Belkin F5U503 firewire mishap

Though it may seem so, not all tasks computing are an easily digestible banquet for Cacasodo. Yes, there are high points of success, but like many the intrepid engineer, there are more failures than success. In this light will I tell you my tale of frustration.

It began with a simple goal: to optimize my video editing by installing a firewire card using the PCIX slot of my Dell SC1430. As my one and only PCI slot was used by my Sil680 RAID card, I wanted to install a firewire card in one of the two PCIX slots in the box. And of course, the card had to work under Fedora. As a precursor to the story, I will say that I have a DLink PCI firewire card and that card works without error in the box. But my purpose was to have the RAID card use the one and only PCI slot and the Belkin in one of the PCIX slots so both could live happily in the same home. Alas, I did not know the hell that awaited me in trying to make this happen.

It started as a hasty, unresearched purchase of a Belkin F5U503 firewire card. After my purchase was made, I was told by a friend to avoid the Belkin cards, as Belkin was a known OEM reseller who used substandard parts. Cold comfort that was after the fact, but I digress.
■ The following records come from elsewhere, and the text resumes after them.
PR #1048, opened 2026-07-26
feat: #1047 1047-problem-orchestrator-s-pr

christrudelpw:
## Summary

Closes #1047

---


christrudelpw (commented):
Review of generacy-ai/generacy#1048 — 7 finding(s), 4 blocking.

7 anchored inline; 0 could not be anchored to a diff hunk.

packages/orchestrator/src/worker/pr-feedback-ack-parser.ts
```diff
@@ -0,0 +1,55 @@
...
+
+export function parseAcknowledgedFindings(
+  commentBodies: readonly string[],
+): AcknowledgedFindings {
+  const matching = commentBodies.filter(body =>
+    body.includes(BODY_FINDINGS_UNADDRESSED_MARKER),
+  );
+  if (matching.length === 0) return new Set();
+
+  const newest = matching[matching.length - 1]!;
```
christrudelpw, line 34: **BLOCKING** Ack set is always empty in production: `listPrCommentBodies` returns one array element per LINE, not per comment, so the marker line is isolated from the enumeration rows and FR-008/Q6=B is entirely non-functional.

**Failure scenario:** `GhCliGitHubClient.listPrCommentBodies` (gh-cli.ts:795) runs `gh pr view --json comments --jq '.comments[].body'` then `stdout.split('\n')`. gh emits string values raw, so ONE multi-line comment becomes N array elements (verified: `gh pr view 1048 --json body --jq .body` emits 7 lines for one body). The Disposition-C comment is multi-line, so `matching` is the single element `<!-- generacy-cockpit:body-findings-unaddressed -->`, `newest` is that lone line, and `parseEntries` finds zero `- `x` review #N finding M` rows. Verified by direct execution: whole-body input gives Set{'bot:700:1','bot:700:2'}; real line-split input gives Set{} while the marker `.some(includes)` check still returns true. Consequence: after Disposition C the operator removes `blocked:body-finding-unaddressed`, the next cycle re-computes an empty ack set, the same findings gate again, and Disposition C re-fires — the exact permanent label-loop Q6=B was chosen to prevent. All three tests (ack-parser unit + SC-007 integration) mask this by feeding whole comment bodies as single array elements, which the real client never produces.

packages/orchestrator/src/worker/pr-feedback-handler.ts
```diff
@@ -329,6 +387,55 @@ export class PrFeedbackHandler {
       // 7b. Happy path — CLI succeeded AND we have a real commit.
       const shortSha = (await this.getHeadShortSha(checkoutPath)) ?? '<unknown>';
 
+      // #1047 T013: per-finding body-gate. Compute the just-pushed touched
+      // file set, parse any prior Disposition-C acknowledgment marker, and
+      // evaluate `evaluateBodyGate`. On unsatisfied: apply Disposition C
+      // (blocked:body-finding-unaddressed + marker comment) and skip the
+      // reply/resolve loop.
+      const commitTouchedFiles = await this.getCommitTouchedFiles(
```
christrudelpw: **BLOCKING** The gate's touched-file set is the whole PR diff (`origin/<base>..HEAD`), not the fix cycle's commits, so any body finding naming a file already in the PR diff auto-satisfies without the fixer touching it.

**Failure scenario:** research.md D7 and tasks.md T012 specify `getCommitTouchedFiles(checkoutPath, baseSha, headSha)` where baseSha is the pre-fix (cycle-start) SHA; this call site passes `origin/${pr.base.ref}` — the base BRANCH tip. `git diff --name-only origin/develop..HEAD` on this very PR returns all 26 files the PR ever changed. Concrete failure reproducing the #1047 evidence: /cockpit:auto posts a body finding with `**Files:** packages/claude-plugin-cockpit/commands/auto.md` (auto.md IS in the PR diff — this is agency#460 round-1/round-2's auto.md:28 finding). The fixer ignores the body finding and only edits an inline-thread file. `origin/develop..HEAD` still lists auto.md from the implement-phase commits, so the finding is marked satisfied, the gate passes, and Disposition A fires with the cycle falsely complete. FR-003/SC-003/SC-006 are defeated for every body finding naming an in-diff file. Second-order: `git diff A..B` in diff mode is a two-endpoint tree diff, so files changed on the base branch since divergence also appear as touched, adding further false satisfactions. Fix: capture HEAD SHA before spawnClaudeForFeedback/commitAndPushChanges and diff <preFixSha>..HEAD.

packages/orchestrator/src/worker/pr-feedback-handler.ts
```diff
@@ -234,6 +250,35 @@ export class PrFeedbackHandler {
         throw new Error(`Failed to fetch review threads for PR #${prNumber}: ${String(error)}`);
       }
 
+      // 3b. #1047: also fetch review submissions so top-level review-body
+      // findings that name files NOT in the diff still reach the fixer prompt
+      // (inline threads only surface findings anchored to a file+line). Failure
+      // is log-and-continue — the thread path is independent and must still run.
+      try {
+        const reviews = await github.listReviews(owner, repo, prNumber);
+        relevantReviews = reviews.filter(
```
christrudelpw: **BLOCKING** Review bodies bypass the `isTrustedCommentAuthor` filter that guards the inline path, letting any GitHub user inject prompt content and permanently block the fixer loop via Disposition C.

**Failure scenario:** Step 3 filters every inline comment through `isTrustedCommentAuthor(c, 'pr-feedback', ...)` and drops untrusted authors before the CLI sees them (#842/#869/#878). Step 3b filters reviews only by `state` and non-empty body — no trust check, no botLogin/authorAssociation gate. `GET /pulls/{n}/reviews` returns submissions from ANY GitHub user. Attack: while one legitimate trusted inline thread is open (needed to get past Case A/B), an unaffiliated user submits a COMMENTED review whose body contains `<!-- generacy-cockpit:unanchored-findings -->` + `### Finding 1` + `**Files:** does-not-exist.md`. evaluateBodyGate can never satisfy it, so every cycle lands on Disposition C, applies `blocked:body-finding-unaddressed`, skips reply/resolve, and the monitor's `blocked:*` skip gate halts the PR-feedback loop indefinitely. The same untrusted body text is also concatenated into promptInputs and fed to the fixer (only wrapUntrustedData-fenced, not dropped as the inline path requires).

packages/orchestrator/src/worker/pr-feedback-handler.ts
```diff
@@ -764,6 +921,93 @@ Co-Authored-By: Claude Sonnet 4.5 <noreply@anthropic.com>`;
...
+        BLOCKED_BODY_FINDING_UNADDRESSED_LABEL,
+      ]);
+    } catch (error) {
+      this.logger.warn(
+        { error: String(error), issueNumber, label: BLOCKED_BODY_FINDING_UNADDRESSED_LABEL },
+        'Failed to add blocked:body-finding-unaddressed label — non-fatal, comment carries the same info',
+      );
+    }
+
+    if (existingCommentBodies.some(b => b.includes(BODY_FINDINGS_UNADDRESSED_MARKER))) {
```
christrudelpw: **BLOCKING** `applyDispositionC` skips posting whenever ANY prior marker comment exists, so the second and later Disposition C never record their findings — contradicting its own contract and freezing operator triage at cycle 1.

**Failure scenario:** contracts/body-findings-unaddressed-marker.md § Idempotency requires skipping only when a marker exists AND the enumeration set is identical, and states 'Multi-cycle marker accumulation is expected. Each Disposition C posts its own marker comment.' The implementation drops the set-equality clause. Scenario: cycle 1 blocks on review #700 finding 1 and posts the marker. Operator hand-fixes and removes the label. Reviewer submits a NEW review #800 with finding 1 naming X.md; the fixer misses it. Gate fails, addLabels fires, `existingCommentBodies.some(includes(MARKER))` is true (the cycle-1 comment), so it returns before postPrComment. No comment ever enumerates bot:800:1, so (a) the operator sees a blocked label whose only marker comment lists stale review-#700 findings, and (b) even with finding #1 fixed, the ack set can never contain bot:800:1, so the gate re-blocks on every subsequent cycle with no escape. The unaddressed set is already computed and passed in — the equality check is available at zero cost.

packages/orchestrator/src/worker/pr-feedback-handler.ts
```diff
@@ -329,6 +387,55 @@ export class PrFeedbackHandler {
...
+      const acknowledged = parseAcknowledgedFindings(existingCommentBodies);
+      const gateResult = evaluateBodyGate({
+        parsedReviews,
+        commitTouchedFiles,
+        acknowledged,
+      });
+
+      if (!gateResult.satisfied) {
+        this.logger.warn(
+          {
```
christrudelpw: Disposition C returns before the reply/resolve loop, contradicting FR-007's stated trigger ('thread resolves succeeded but ...') and invalidating the Q6 premise-correction the whole ack design rests on.

**Failure scenario:** FR-007 and the Q6 rationale both specify the hold fires AFTER the thread resolves succeed (the Q6 answer's load-bearing correction is that removing the label does NOT re-enqueue precisely because totalUnresolvedThreads === 0 makes the monitor hit Case C at pr-feedback-monitor-service.ts:264-285 before the blocked:* check at :328-341). The gate is placed at :395, before step 8's reply-then-resolve loop, and returns. Concrete effect: a cycle where the fixer correctly fixed all inline threads but missed a body finding leaves every inline thread unresolved and unreplied — the reviewer sees no 'Addressed in <sha>' acknowledgment, and the next cycle re-feeds the same already-fixed inline comments to the fixer (redundant token spend, risk of double-editing). It also flips the resume path from the documented 'nothing re-enters until a new review' to immediate re-enqueue on label removal, which is only survivable if the ack set works.

packages/orchestrator/src/worker/pr-feedback-handler.ts
```diff
@@ -234,6 +250,35 @@ export class PrFeedbackHandler {
...
+            totalReviews: reviews.length,
+            relevantReviews: relevantReviews.length,
+          },
+          'Fetched PR reviews for body-consumption path (#1047)',
+        );
+      } catch (error) {
+        this.logger.warn(
+          { error: String(error), prNumber, owner, repo },
+          'Failed to fetch PR reviews (#1047 body-consumption path) — continuing with thread-only inputs',
+        );
```
christrudelpw, line 344: A review carrying only a body finding and no inline threads never reaches the fixer at all — SC-001's literal acceptance criterion fails for the pure case.

**Failure scenario:** PrFeedbackMonitorService builds unresolvedThreadIds from threads.filter(t => !t.isResolved) (:203) and only enqueues when that set is non-empty; the handler additionally returns at Case A when unresolvedThreadCount === 0 (:277) and at Case B when unresolvedComments.length === 0, both before reviewBodyItems is constructed. SC-001's literal acceptance criterion — 'post a review with gh pr review --request-changes --body "<finding about file X>" where X is not in the diff, assert the next commit touches X' — therefore fails whenever that review carries no inline comments: nothing enqueues and the body is never fetched. The fix works only for mixed reviews that also contain at least one trusted inline thread. Either widen the monitor trigger or state the scope limit explicitly in the spec and changeset.

packages/workflow-engine/src/actions/github/client/gh-cli.ts
```diff
@@ -679,6 +681,49 @@ export class GhCliGitHubClient implements GitHubClient {
...
+    const allowedStates: ReadonlySet<ReviewSubmissionState> = new Set([
+      'APPROVED',
+      'CHANGES_REQUESTED',
+      'COMMENTED',
+      'DISMISSED',
+      'PENDING',
+    ]);
+
+    return data.map(r => {
+      if (!allowedStates.has(r.state as ReviewSubmissionState)) {
```
christrudelpw, line 721: `listReviews` throws on any unrecognized `state` value, discarding ALL reviews on that PR and silently disabling the entire #1047 path.

**Failure scenario:** The allowedStates guard runs inside data.map(...), so a single review whose state is outside the hard-coded five (a future GitHub state, or any casing/shape drift) throws for the whole call. The handler's step-3b catch converts that into parsedReviews = [] / relevantReviews = [] with a warn log, so review bodies stop reaching the prompt AND the FR-003 gate silently stops gating — the original #1047 bug returns with no error surfaced to the operator. Since the consumer only cares about CHANGES_REQUESTED/COMMENTED, an unknown state should be passed through or that single review skipped, not made fatal for the batch.

packages/orchestrator/src/worker/pr-feedback-ack-parser.ts
christrudelpw: Addressed in ce006b6b — please review, and re-open this thread if it still falls short.

packages/orchestrator/src/worker/pr-feedback-handler.ts
christrudelpw: Addressed in ce006b6b — please review, and re-open this thread if it still falls short.

packages/orchestrator/src/worker/pr-feedback-handler.ts
christrudelpw: Addressed in ce006b6b — please review, and re-open this thread if it still falls short.

packages/orchestrator/src/worker/pr-feedback-handler.ts
christrudelpw: Addressed in ce006b6b — please review, and re-open this thread if it still falls short.

packages/orchestrator/src/worker/pr-feedback-handler.ts
christrudelpw: Addressed in ce006b6b — please review, and re-open this thread if it still falls short.

packages/orchestrator/src/worker/pr-feedback-handler.ts
christrudelpw: Addressed in ce006b6b — please review, and re-open this thread if it still falls short.

packages/workflow-engine/src/actions/github/client/gh-cli.ts
christrudelpw: Addressed in ce006b6b — please review, and re-open this thread if it still falls short.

I brought the card home and installed it in the first PCIX slot of the Dell. The Belkin has three connectors that allow it to fit in either PCIX slot of my box:
http://www.staples.com/sbd/img/cat/std/s0057708_std.jpg

Here's a pic of my server's motherboard:
http://dcse.dell.com/IFR/PowerEdge/PESC1430/images/sysbrd_full.jpg

When I installed the card in the PCIX slot, here's what happened. Dmesg gives me this error:
[cacasodo ogre ~]# dmesg | grep 1394
ohci1394: fw-host0: OHCI-1394 1.1 (PCI): IRQ=[38]
MMIO=[fc5ff800-fc5fffff] Max Packet=[2048] IR/IT contexts=[4/8]
ohci1394: fw-host0: Get PHY Reg timeout [0x000004c0/0x00000000/100]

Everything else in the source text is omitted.